[Opening Data under study section]
PR #1675, opened 2021-03-24
publish spark client to s3

johnnyaug:
* Publish artifacts to S3 bucket `treeverse-clients-us-east`.
* Simplify Scala cross build, at the price of coupling the Scala version with the Spark version. This is suitable for all relevant Databricks and EMR versions, so IMO it's enough for now. What we gain is:
  * Better `build.sbt` readability.
  * Simpler artifact naming (the "247"/"301" are ommitted)
  * Ability to import into IntelliJ.
  * By default, sbt only compiles / builds / publishes for the Scala version used to run sbt. Can use `sbt +compile` /  `sbt +publish` / etc. to compile for all (both) versions.

### DIFF
--- a/clients/spark/build.sbt
+++ b/clients/spark/build.sbt
@@ -1,9 +1,7 @@
-import build.BuildType
-
 lazy val baseName = "lakefs-spark"
 
-lazy val projectVersion = "0.1.0-SNAPSHOT.4"
-isSnapshot := true
+lazy val projectVersion = "0.1.0-SNAPSHOT"
+ThisBuild / isSnapshot := true
 
 // Spark versions 2.4.7 and 3.0.1 use different Scala versions.  Changing this is a deep
 // change, so key the Spark distinction by the Scala distinction.  sbt doesn't appear to
@@ -24,21 +22,21 @@ def settingsToCompileIn(dir: String) = {
   )
 }
 
-def generateCoreProject(buildType: BuildType) =
-  Project(s"${baseName}-client-${buildType.name}", file(s"target/core-${buildType.name}"))
+lazy val core =
+  (project in file(s"core"))
     .settings(
+      name := "lakefs-spark-client",
       sharedSettings,
       settingsToCompileIn("core"),
-      scalaVersion := buildType.scalaVersion,
       PB.targets := Seq(
         scalapb.gen() -> (Compile / sourceManaged).value / "scalapb"
       ),
-      libraryDependencies ++= Seq("org.rocksdb" % "rocksdbjni" % "6.6.4",
+      libraryDependencies ++= Seq(
+        "org.rocksdb" % "rocksdbjni" % "6.6.4",
         "commons-codec" % "commons-codec" % "1.15",
-        "org.apache.spark" %% "spark-sql" % buildType.sparkVersion % "provided",
         "com.thesamet.scalapb" %% "scalapb-runtime" % scalapb.compiler.Version.scalapbVersion % "protobuf",
-        "org.apache.hadoop" % "hadoop-aws" % buildType.hadoopVersion,
-        "org.apache.hadoop" % "hadoop-common" % buildType.hadoopVersion,
+        "org.apache.hadoop" % "hadoop-aws" % "2.7.7",
+        "org.apache.hadoop" % "hadoop-common" % "2.7.7",
         "org.scalaj" %% "scalaj-http" % "2.4.2",
         "org.json4s" %% "json4s-native" % "3.7.0-M8",
         "com.google.guava" % "guava" % "16.0.1",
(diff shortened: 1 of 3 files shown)


arielshaqed:
(Commenting separately as that's where "Quote Reply" is easiest.  Code review to follow!)

Not sure about this part of the PR.  I think it impacts our users negatively in order to improve the developer experience on a specific toolchain (IntelliJ).

>     * Simplify Scala cross build, at the price of coupling the Scala version with the Spark version. This is suitable for all relevant Databricks and EMR versions, so IMO it's enough for now. What we gain is:
>       
>       * Better `build.sbt` readability.
>       * Simpler artifact naming (the "247"/"301" are ommitted)

Not sure that's a feature.  The name is `s3://treeverse-clients-us-east/io/treeverse/lakefs-spark-client_2.12/0.1.0-SNAPSHOT/lakefs-spark-client_2.12-0.1.0-SNAPSHOT.jar` and should be used for Spark 3.x, the other will be called `s3://treeverse-clients-us-east/io/treeverse/lakefs-spark-client_2.12/0.1.0-SNAPSHOT/lakefs-spark-client_2.11-0.1.0-SNAPSHOT.jar` and should be used for Spark 2.x.  So it feels to me like the user has to know _more_ in order to pick the right client.

>       * Ability to import into IntelliJ.
>       * By default, sbt only compiles / builds / publishes for the Scala version used to run sbt. Can use `sbt +compile` /  `sbt +publish` / etc. to compile for all (both) versions.

Why is that a feature?

clients/spark/build.sbt
```diff
@@ -24,47 +22,38 @@ def settingsToCompileIn(dir: String) = {
...
-def generateExamplesProject(buildType: BuildType) =
-  Project(s"${baseName}-examples-${buildType.name}", file(s"target/examples-${buildType.name}"))
+lazy val examples =
+  (project in file(s"examples"))
     .settings(
+      name := "lakefs-spark-example",
       sharedSettings,
       settingsToCompileIn("examples"),
-      scalaVersion := buildType.scalaVersion,
-      libraryDependencies += "org.apache.spark" %% "spark-sql" % buildType.sparkVersion % "provided",
```
arielshaqed, line 55: Cool, we don't need this dependency?!

clients/spark/build.sbt
```diff
@@ -24,47 +22,38 @@ def settingsToCompileIn(dir: String) = {
...
-lazy val spark3Type = new BuildType("301", scala212Version, "3.0.1", "0.10.11", "2.7.7")
-
-lazy val core2 = generateCoreProject(spark2Type)
-lazy val core3 = generateCoreProject(spark3Type)
-lazy val examples2 = generateExamplesProject(spark2Type).dependsOn(core2)
-lazy val examples3 = generateExamplesProject(spark3Type).dependsOn(core3)
+    ).dependsOn(core)
 
-lazy val root = (project in file(".")).aggregate(core2, core3, examples2, examples3)
+lazy val root = (project in file(".")).aggregate(core, examples).disablePlugins(PublishMore)
```
arielshaqed, line 56: Why do we disable `PublishMore`?  Isn't `root / publish / skip := true` enough, and/or can't we do something similar with config to sbt-publish-more?

arielshaqed (changes requested):
Great S3 publish (and other fixes)!

I don't think tying the Spark version to the Scala version is a net positive.  As soon as we want to publish another Spark version, we have to revert much of this PR.  As soon as we want to support Spark 2.4.7 with Scala 2.12, we have to revert much of this PR.

This is not academic.  E.g. [Spark download](https://spark.apache.org/docs/2.4.7/#downloading) says:
> Spark runs on Java 8, Python 2.7+/3.4+ and R 3.5+. For the Scala API, Spark 2.4.7 uses Scala 2.12. You will need to use a compatible Scala version (2.12.x).
>
> Note that support for Java 7, Python 2.6 and old Hadoop versions before 2.6.5 were removed as of Spark 2.2.0. Support for Scala 2.10 was removed as of 2.3.0. Support for Scala 2.11 is deprecated as of Spark 2.4.1 and will be removed in Spark 3.0.

Indeed, "2.11" is part of the 2.4.7 artifact name on Maven Central, see e.g. https://search.maven.org/artifact/org.apache.spark/spark-sql_2.11/2.4.7/jar.

I believe this part of the change is a mistake -- but will bow to pressure if others (or you) insist.

clients/spark/build.sbt
johnnyaug: Unfortunately the plugin it doesn't work well with sub-projects, so I had to disable it for the root project. Otherwise it also tries to publish it.

clients/spark/build.sbt
johnnyaug: It was moved to `commonSettings`. But seeing your comments, I will revise this PR.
[Closing Data under study section]
Give back all of the records exactly as they were provided above.

◆ **Finished exercise**
PR #1675, opened 2021-03-24
publish spark client to s3

johnnyaug:
* Publish artifacts to S3 bucket `treeverse-clients-us-east`.
* Simplify Scala cross build, at the price of coupling the Scala version with the Spark version. This is suitable for all relevant Databricks and EMR versions, so IMO it's enough for now. What we gain is:
  * Better `build.sbt` readability.
  * Simpler artifact naming (the "247"/"301" are ommitted)
  * Ability to import into IntelliJ.
  * By default, sbt only compiles / builds / publishes for the Scala version used to run sbt. Can use `sbt +compile` /  `sbt +publish` / etc. to compile for all (both) versions.

### DIFF
--- a/clients/spark/build.sbt
+++ b/clients/spark/build.sbt
@@ -1,9 +1,7 @@
-import build.BuildType
-
 lazy val baseName = "lakefs-spark"
 
-lazy val projectVersion = "0.1.0-SNAPSHOT.4"
-isSnapshot := true
+lazy val projectVersion = "0.1.0-SNAPSHOT"
+ThisBuild / isSnapshot := true
 
 // Spark versions 2.4.7 and 3.0.1 use different Scala versions.  Changing this is a deep
 // change, so key the Spark distinction by the Scala distinction.  sbt doesn't appear to
@@ -24,21 +22,21 @@ def settingsToCompileIn(dir: String) = {
   )
 }
 
-def generateCoreProject(buildType: BuildType) =
-  Project(s"${baseName}-client-${buildType.name}", file(s"target/core-${buildType.name}"))
+lazy val core =
+  (project in file(s"core"))
     .settings(
+      name := "lakefs-spark-client",
       sharedSettings,
       settingsToCompileIn("core"),
-      scalaVersion := buildType.scalaVersion,
       PB.targets := Seq(
         scalapb.gen() -> (Compile / sourceManaged).value / "scalapb"
       ),
-      libraryDependencies ++= Seq("org.rocksdb" % "rocksdbjni" % "6.6.4",
+      libraryDependencies ++= Seq(
+        "org.rocksdb" % "rocksdbjni" % "6.6.4",
         "commons-codec" % "commons-codec" % "1.15",
-        "org.apache.spark" %% "spark-sql" % buildType.sparkVersion % "provided",
         "com.thesamet.scalapb" %% "scalapb-runtime" % scalapb.compiler.Version.scalapbVersion % "protobuf",
-        "org.apache.hadoop" % "hadoop-aws" % buildType.hadoopVersion,
-        "org.apache.hadoop" % "hadoop-common" % buildType.hadoopVersion,
+        "org.apache.hadoop" % "hadoop-aws" % "2.7.7",
+        "org.apache.hadoop" % "hadoop-common" % "2.7.7",
         "org.scalaj" %% "scalaj-http" % "2.4.2",
         "org.json4s" %% "json4s-native" % "3.7.0-M8",
         "com.google.guava" % "guava" % "16.0.1",
(diff shortened: 1 of 3 files shown)


arielshaqed:
(Commenting separately as that's where "Quote Reply" is easiest.  Code review to follow!)

Not sure about this part of the PR.  I think it impacts our users negatively in order to improve the developer experience on a specific toolchain (IntelliJ).

>     * Simplify Scala cross build, at the price of coupling the Scala version with the Spark version. This is suitable for all relevant Databricks and EMR versions, so IMO it's enough for now. What we gain is:
>       
>       * Better `build.sbt` readability.
>       * Simpler artifact naming (the "247"/"301" are ommitted)

Not sure that's a feature.  The name is `s3://treeverse-clients-us-east/io/treeverse/lakefs-spark-client_2.12/0.1.0-SNAPSHOT/lakefs-spark-client_2.12-0.1.0-SNAPSHOT.jar` and should be used for Spark 3.x, the other will be called `s3://treeverse-clients-us-east/io/treeverse/lakefs-spark-client_2.12/0.1.0-SNAPSHOT/lakefs-spark-client_2.11-0.1.0-SNAPSHOT.jar` and should be used for Spark 2.x.  So it feels to me like the user has to know _more_ in order to pick the right client.

>       * Ability to import into IntelliJ.
>       * By default, sbt only compiles / builds / publishes for the Scala version used to run sbt. Can use `sbt +compile` /  `sbt +publish` / etc. to compile for all (both) versions.

Why is that a feature?

clients/spark/build.sbt
```diff
@@ -24,47 +22,38 @@ def settingsToCompileIn(dir: String) = {
...
-def generateExamplesProject(buildType: BuildType) =
-  Project(s"${baseName}-examples-${buildType.name}", file(s"target/examples-${buildType.name}"))
+lazy val examples =
+  (project in file(s"examples"))
     .settings(
+      name := "lakefs-spark-example",
       sharedSettings,
       settingsToCompileIn("examples"),
-      scalaVersion := buildType.scalaVersion,
-      libraryDependencies += "org.apache.spark" %% "spark-sql" % buildType.sparkVersion % "provided",
```
arielshaqed, line 55: Cool, we don't need this dependency?!

clients/spark/build.sbt
```diff
@@ -24,47 +22,38 @@ def settingsToCompileIn(dir: String) = {
...
-lazy val spark3Type = new BuildType("301", scala212Version, "3.0.1", "0.10.11", "2.7.7")
-
-lazy val core2 = generateCoreProject(spark2Type)
-lazy val core3 = generateCoreProject(spark3Type)
-lazy val examples2 = generateExamplesProject(spark2Type).dependsOn(core2)
-lazy val examples3 = generateExamplesProject(spark3Type).dependsOn(core3)
+    ).dependsOn(core)
 
-lazy val root = (project in file(".")).aggregate(core2, core3, examples2, examples3)
+lazy val root = (project in file(".")).aggregate(core, examples).disablePlugins(PublishMore)
```
arielshaqed, line 56: Why do we disable `PublishMore`?  Isn't `root / publish / skip := true` enough, and/or can't we do something similar with config to sbt-publish-more?

arielshaqed (changes requested):
Great S3 publish (and other fixes)!

I don't think tying the Spark version to the Scala version is a net positive.  As soon as we want to publish another Spark version, we have to revert much of this PR.  As soon as we want to support Spark 2.4.7 with Scala 2.12, we have to revert much of this PR.

This is not academic.  E.g. [Spark download](https://spark.apache.org/docs/2.4.7/#downloading) says:
> Spark runs on Java 8, Python 2.7+/3.4+ and R 3.5+. For the Scala API, Spark 2.4.7 uses Scala 2.12. You will need to use a compatible Scala version (2.12.x).
>
> Note that support for Java 7, Python 2.6 and old Hadoop versions before 2.6.5 were removed as of Spark 2.2.0. Support for Scala 2.10 was removed as of 2.3.0. Support for Scala 2.11 is deprecated as of Spark 2.4.1 and will be removed in Spark 3.0.

Indeed, "2.11" is part of the 2.4.7 artifact name on Maven Central, see e.g. https://search.maven.org/artifact/org.apache.spark/spark-sql_2.11/2.4.7/jar.

I believe this part of the change is a mistake -- but will bow to pressure if others (or you) insist.

clients/spark/build.sbt
johnnyaug: Unfortunately the plugin it doesn't work well with sub-projects, so I had to disable it for the root project. Otherwise it also tries to publish it.

clients/spark/build.sbt
johnnyaug: It was moved to `commonSettings`. But seeing your comments, I will revise this PR.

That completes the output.